26.6# dolphin on 10# test.  45 min fight.


----------



## Cane_Creek (Dec 18, 2007)




----------



## capt stan (Dec 18, 2007)

Here is a couple  more I got. If your all about salt water fishing ..ya gotta love a good stick with the gaff

The first shot is my son on the rod with his first ever king. I got one hand on the rod so he didn't loose it when I went for the stick shot





Heres one getting ready to be stuck you can see the gaff reaching to stickum'


----------



## captbrian (Dec 18, 2007)

i'm trying to find the pic of me sinking the 'flyer' into a sword we caught this past fall.


----------



## grouper sandwich (Dec 20, 2007)

Carrabelle, FL April 2006...


----------



## capt stan (Dec 20, 2007)

Nice Cobe! I like the first shot the best!!! Awesome Pic!!


----------



## Stock (Dec 20, 2007)

*AJ gaff*

good shot of the group for the gaff.


----------



## Hunter Haven (Dec 21, 2007)

Cool pics.... makes me want to get my tail back down to Appalachicola!!!


----------



## taylornelms (Dec 21, 2007)

awesome pictures. Makes the colder outside even colder.  I dont have a pic but i do have a scar on my fore arm.  Pulled back on a flat lined pinfish when a big seatrout hit. Stuck the little 4lb gaff right in me.  Landed the fish before i took it out. Bled like crazy went snorkeling later that afternoon and barely have a scar anymore. Cool story.


----------



## JerkBait (Dec 28, 2007)

you went snorkeling with an open wound?

..........sharks?


----------



## puredrenalin (Dec 28, 2007)

Those cobia are mean when ya get em near the boat, do you guys bring em in green or do ya gaff em nice n hard before ya bring em in?? 

Sweet pix guys!!!


----------



## captbrian (Dec 28, 2007)

STICK HIM!! he can't tear up much on my rig.  caught one 68 this year, and gaffed him after about a 45 second fight. needless to say, he was green


----------



## capt stan (Dec 28, 2007)

captbrian said:


> STICK HIM!! he can't tear up much on my rig.  caught one 68 this year, and gaffed him after about a 45 second fight. needless to say, he was green




Lots of fun chasing the fish around the boat with the beating bat as the folks run away from a cobe on the deck Been there done that!!!


----------



## acurasquirrel (Dec 29, 2007)

Some pictures from Charleston, SC this summer.

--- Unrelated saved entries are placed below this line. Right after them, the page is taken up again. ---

Issue #3380, opened 2019-10-07
[Release] 0.14


jhamman:
#3358 is going to make some fairly major changes to the minimum supported versions of required and optional dependencies. We also have a few bug fixes that have landed since releasing 0.13 that would be good to get out.

From what I can tell, the following pending PRs are close enough to get into this release. 
- [ ] ~tests for arrays with units #3238~
- [x] map_blocks #3276
- [x] Rolling minimum dependency versions policy #3358
- [x] Remove all OrderedDict's (#3389)
- [x] Speed up isel and \_\_getitem\_\_ #3375
- [x] Fix concat bug when concatenating unlabeled dimensions. #3362
- [ ] ~Add hypothesis test for netCDF4 roundtrip #3283~
- [x] Fix groupby reduce for dataarray #3338 
- [x] Need a fix for https://github.com/pydata/xarray/issues/3377

Am I missing anything else that needs to get in?

I think we should aim to wrap this release up soon (this week). I can volunteer to go through the release steps once we're ready.

dcherian:
Added #3338

crusaderky:
Nuke away all OrderedDicts! (blocked by #3358)

dcherian:
This looks like it may have fallen out of the indexing refactor; definitely should be fixed: https://github.com/pydata/xarray/issues/3377

keewis:
I don't know if I will have the time to finish #3238 this week, even if I limit it to only testing `DataArray`.

jhamman:
> Nuke away all OrderedDicts! (blocked by #3358)

@crusaderky - have you started on this yet?

crusaderky:
@jhamman no - I should have it ready by the end of the weekend.

jhamman:
> @jhamman no - I should have it ready by the end of the weekend.

I plan to make the release on Friday. I can do this task before then unless you really want to do it :wink:.

shoyer:
Should we also make `assign` and `assign_coords` no longer sort their arguments? We can do that now that dictionary are always ordered

crusaderky:
@jhamman never release to production on a Friday! 🏖 
Jokes aside, I'm happy to leave the burden to you

jhamman:
See #3389 for the PR removing OrderedDicts.

jhamman:
>  Need a fix for #3377

See #3393

jhamman:
[...]

PR #3389, opened 2019-10-10
OrderedDict --> dict, some python3.5 cleanup too

jhamman:
- [x] Toward https://github.com/pydata/xarray/issues/3380#issuecomment-539224341

See below for inline comments where I could use some input from @shoyer and @crusaderky


xarray/backends/netCDF4_.py
```diff
@@ -495,6 +494,7 @@ def prepare_variable(
             )
 
         for k, v in attrs.items():
+            # TODO: update now that we dont support this old version of netCDF4
             # set attributes one-by-one since netCDF4<1.0.10 can't handle
             # OrderedDict as the input to setncatts
             _set_nc_attribute(nc4_var, k, v)
```
jhamman: I think we can update this now. @shoyer - do you recall what the setter syntax is for a dict of attributes?

xarray/core/combine.py
```diff
@@ -207,14 +207,14 @@ def _combine_all_along_first_dim(
 
     # Group into lines of datasets which must be combined along dim
     # need to sort by _new_tile_id first for groupby to work
-    # TODO remove all these sorted OrderedDicts once python >= 3.6 only
-    combined_ids = OrderedDict(sorted(combined_ids.items(), key=_new_tile_id))
+    # TODO: ask for help here
+    combined_ids = dict(sorted(combined_ids.items(), key=_new_tile_id))
```
jhamman: Do we need this `sorted` call here still? Its possible this line can be removed.

xarray/core/combine.py
```diff
@@ -207,14 +207,14 @@ def _combine_all_along_first_dim(
...
     grouped = itertools.groupby(combined_ids.items(), key=_new_tile_id)
 
     # Combine all of these datasets along dim
     new_combined_ids = {}
     for new_id, group in grouped:
-        combined_ids = OrderedDict(sorted(group))
+        combined_ids = dict(sorted(group))
```
jhamman: This may not be necessary anymore.

jhamman:
I'm also not sure where/how to do @shoyer's [comment](https://github.com/pydata/xarray/issues/3380#issuecomment-540069770):

> Should we also make `assign` and `assign_coords` no longer sort their arguments? We can do that now that dictionary are always ordered

xarray/core/combine.py
shoyer: I think we still need to canonicalize the order of variables between different datasets. @TomNicholas does that sound right to you?

shoyer:
> I'm also not sure where/how to do @shoyer's [comment](https://github.com/pydata/xarray/issues/3380#issuecomment-540069770):
> 
> > Should we also make `assign` and `assign_coords` no longer sort their arguments? We can do that now that dictionary are always ordered

I think this usage of `SortedKeysDict` could just become `dict`:
https://github.com/pydata/xarray/blob/a4c0210d6cbc6d28859ac21a3af8808e2660b0c0/xarray/core/common.py#L384

jhamman:
All green here. @crusaderky - I'd appreciate it if you could give this a quick look over.

xarray/core/combine.py
jhamman: I think we can leave this for now.

xarray/core/dataset.py
```diff
@@ -291,7 +289,7 @@ def split_indexes(
             dims.append(k)
 
     vars_to_replace = {}
-    vars_to_create = OrderedDict()  # type: OrderedDict[Any, Variable]
+    vars_to_create = {}  # type: Dict[Any, Variable]
```
dcherian:
```suggestion
    vars_to_create : Dict[Any, Variable] = {}
```

xarray/core/alignment.py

Nice action shot of a wahoo getting gaffed





The hoo on the boat.





Good gaff on a football of a blackfin, notice the gaff through the eye.


----------



## bluemarlin (Dec 29, 2007)

*Bluefin*

The Octobers I spent off Cape Cod we threw harpoons at em! We used 130 Internationals spooled with 200# and set the drags at 65#. 
Notice the dart that almost buttoned through the gill plate of the Giant Tuna.
The baddest fish in the ocean. No room for error or you drop em.


----------



## FishingAddict (Dec 29, 2007)

That's a SICK fish!


----------



## FishingAddict (Dec 29, 2007)




----------



## Al33 (Dec 31, 2007)

Great shots of some beautiful fish and mighty big smiles.


----------



## puredrenalin (Dec 31, 2007)

bluemarlin said:


> The Octobers I spent off Cape Cod we threw harpoons at em! We used 130 Internationals spooled with 200# and set the drags at 65#.
> Notice the dart that almost buttoned through the gill plate of the Giant Tuna.
> The baddest fish in the ocean. No room for error or you drop em.



How big was that critter? Im guessin over 200#? You guys must have a heckuva rig to fish water like that!! Thats awesome!!!


----------



## Wishin I was Fishin (Dec 31, 2007)

aww, ya'll give me a hankerin for the beaches of SC with a rod in hand


----------



## FishingAddict (Dec 31, 2007)

puredrenalin said:


> How big was that critter? Im guessin over 200#? You guys must have a heckuva rig to fish water like that!! Thats awesome!!!



Im only guessing, but I bet that fish is closer to 400+#s.


Just a guess, I'm nothign more than a beginer!


----------



## acurasquirrel (Jan 1, 2008)

Here is a shot from this morning off Oahu.  Had 3 marlin in the line just couldnt get hooked up.  Ended up with a mess of small yellowfin and 2 mahi's.  I do like  not having to drive for 2-3 hours to the fishing grounds.


----------



## bluemarlin (Jan 1, 2008)

puredrenalin said:


> How big was that critter? Im guessin over 200#? You guys must have a heckuva rig to fish water like that!! Thats awesome!!!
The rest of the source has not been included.